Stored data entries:

PR #4913, opened 2025-06-04
fix: params passed to BuildConfig will propagate to LlmArgs as well

tomeras91:
PR https://github.com/NVIDIA/TensorRT-LLM/issues/4600 introduced logic in `BaseLlmArgs` to extract relevant args from `BuildConfig` to the `BaseLlmArgs` class. However, the logic included a bug, that caused arguments to be extracted only if they already exist in the `kwargs` passed to the `BaseLlmArgs` constructor.

This PR fixes this issue, by extracting the relevant arguments regardless if they exist in the `kwargs` or not.


Superjomn (approved):
LGTM

tomeras91:
closing as fixed in #4972 which re-applied the logic in #4600 along with some fixes (including this one)

PR #4943, opened 2025-06-05
[fix] Fix illegal mem access and possible accuracy lose

liji-nv:
# [fix] Fix illegal mem access and possible accuracy lose

## Description

MLA is using K only KVCache, the factor is not passed down to kvCacheBlockPartialCopy. When copy data into the last block, the block only include K cache, but the kernel is trying to access 2x data. If the tokens to copy is over 32, OOB access to the KVCache memory.

For blocks before last block, it may access block that do not belong to current block. Which has potential affect on accuracy.

## GitHub Bot Help

<details>

### kill

`kill  `

### skip

`skip --comment COMMENT `

### reuse-pipeline

`reuse-pipeline `

</details>

### DIFF
--- a/cpp/tensorrt_llm/kernels/kvCachePartialCopy.cu
+++ b/cpp/tensorrt_llm/kernels/kvCachePartialCopy.cu
@@ -58,7 +58,8 @@ unsigned int ipow2(unsigned int v)
 
 template <typename T>
 void hostKVCacheBlockPartialCopy(IBuffer& dst, IBuffer const& src, unsigned int numLayers, unsigned int numHeads,
-    unsigned int tokensPerBlock, unsigned int numHidden, unsigned int numTokensToCopy, cudaStream_t stream)
+    unsigned int tokensPerBlock, unsigned int numHidden, unsigned int numTokensToCopy, int kvFactor,
+    cudaStream_t stream)
 {
     unsigned int blockX = ipow2(numHidden);         // ensure block shape is a power of 2
     blockX = std::min(blockX, 32u);                 // blockX should not exceed warp size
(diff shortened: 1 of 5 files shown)


cpp/tensorrt_llm/kernels/kvCachePartialCopy.cu
```diff
@@ -75,55 +76,56 @@ void hostKVCacheBlockPartialCopy(IBuffer& dst, IBuffer const& src, unsigned int
     auto srcData = bufferCast<T>(src);
     auto dstData = bufferCast<T>(dst);
     cuKVCacheBlockPartialCopy<<<grid, block, 0, stream>>>(
-        dstData, srcData, 2 * numLayers, numHeads, tokensPerBlock, numHidden, numTokensToCopy);
+        dstData, srcData, numLayers * kvFactor, numHeads, tokensPerBlock, numHidden, numTokensToCopy);
```
zhhuang-nv, line 79: Nice finding! BTW I think the OOB will occur once the kernel is accessing last block even if it only copies one token.

zhhuang-nv (commented):
I think the root cause is we designed KVCacheManager with both K and V stored initially. I find that some docs like https://github.com/NVIDIA/TensorRT-LLM/blob/f9082a71681ec7ad16f2b59d07cd1c5c5d2f0653/cpp/include/tensorrt_llm/batch_manager/kvCacheManager.h#L493 is not correct, it would be better if we can modify that.
BTW do we have any problem in this line? We also use fixed kvFactor 2 here: https://github.com/NVIDIA/TensorRT-LLM/blob/f9082a71681ec7ad16f2b59d07cd1c5c5d2f0653/cpp/include/tensorrt_llm/batch_manager/kvCacheManager.h#L339

litaotju (approved):

ming-wei (approved):

Funatiq (approved):

zhhuang-nv:
I confirm that we don't have problem here: https://github.com/NVIDIA/TensorRT-LLM/blob/f9082a71681ec7ad16f2b59d07cd1c5c5d2f0653/cpp/include/tensorrt_llm/batch_manager/kvCacheManager.h#L339. The shape always use kvFactor 2 here to expose a tensor for attention kernels.

zhhuang-nv (approved):

bobboli:
> I confirm that we don't have problem here:
> 
> https://github.com/NVIDIA/TensorRT-LLM/blob/f9082a71681ec7ad16f2b59d07cd1c5c5d2f0653/cpp/include/tensorrt_llm/batch_manager/kvCacheManager.h#L339
> 
> 
> The shape always uses kvFactor 2 here to expose a offset tensor for attention kernels.

Shouldn't we use KV factor 1 for MLA?

zhhuang-nv:
> > I confirm that we don't have problem here:
> > https://github.com/NVIDIA/TensorRT-LLM/blob/f9082a71681ec7ad16f2b59d07cd1c5c5d2f0653/cpp/include/tensorrt_llm/batch_manager/kvCacheManager.h#L339
> > 
> > The shape always uses kvFactor 2 here to expose a offset tensor for attention kernels.
> 
> Shouldn't we use KV factor 1 for MLA?

We always use KV factor 2 for kv cache block offset tensor, which would be used by attention kernels. Actually the K offsets and V offsets are same in MLA cases. But we still allocate and manage KV cache blocks by KV factor 1 for MLA internally.

PR #4466, opened 2025-05-20
feat: Enhance AutoTuner inference path and code readability

hyukn:
Fix AutoTuner warmup request generating.
* The current warmup phase creates one request, which is insufficient for the warmup to cover the max_num_tokens. Revise the warmup phase to a batch of requests to cover the max_num_tokens to eliminate potential fallback cases.

Refactor AutoTuner API and reduce host overhead.
* Refine (min, opt, max) values of optimization profile setup for get_valid_tactics to achieve the correct canImplement definition.
* Refine cache key assembly process to reduce host overhead and simplify API.
* Fix lru_cache usage to reduce host overhead.
* Move tuning config initialization as one-time object in tunable runner to reduce host overhead.

Improve tuning config readability. Use dataclass to define tuning config.

PR #4954, opened 2025-06-05
[nvbug 5325284][fix] Increase Nemotron-H warmup request robustness

tomeras91:
The `Mamba2Mixer` block forward pass in Nemotron-H assumes that `state_indices` in `MambaCacheManager` is valid, which is prepared during the call to `MambaHybridCacheManager.prepare_resources()`. However, warmup runs don't call `prepare_resources()`, requiring special handling within the `Mamba2Mixer` forward pass. Previously, warmup runs were assumed to have a single request with `request_id=0` and were identified by this condition.

PR #4466 changed the behavior of warmup runs, so they no longer always have just a single request with `id=0`. Consequently, this broke the `Mamba2Mixer` forward pass during warmup runs, preventing Nemotron-H from being initialized via the LLM API.

This PR enhances the stability of `Mamba2Mixer` during warmup runs by directly checking the validity of `state_indices`. If `state_indices` is invalid, it fills it with valid dummy values, reducing the differences between regular and warmup forward passes.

WORK ITEM: Your answer should be the lines of the records that hold the string "reduce".

RESPONSE AREA:
Refactor AutoTuner API and reduce host overhead.
* Refine cache key assembly process to reduce host overhead and simplify API.
* Fix lru_cache usage to reduce host overhead.
* Move tuning config initialization as one-time object in tunable runner to reduce host overhead.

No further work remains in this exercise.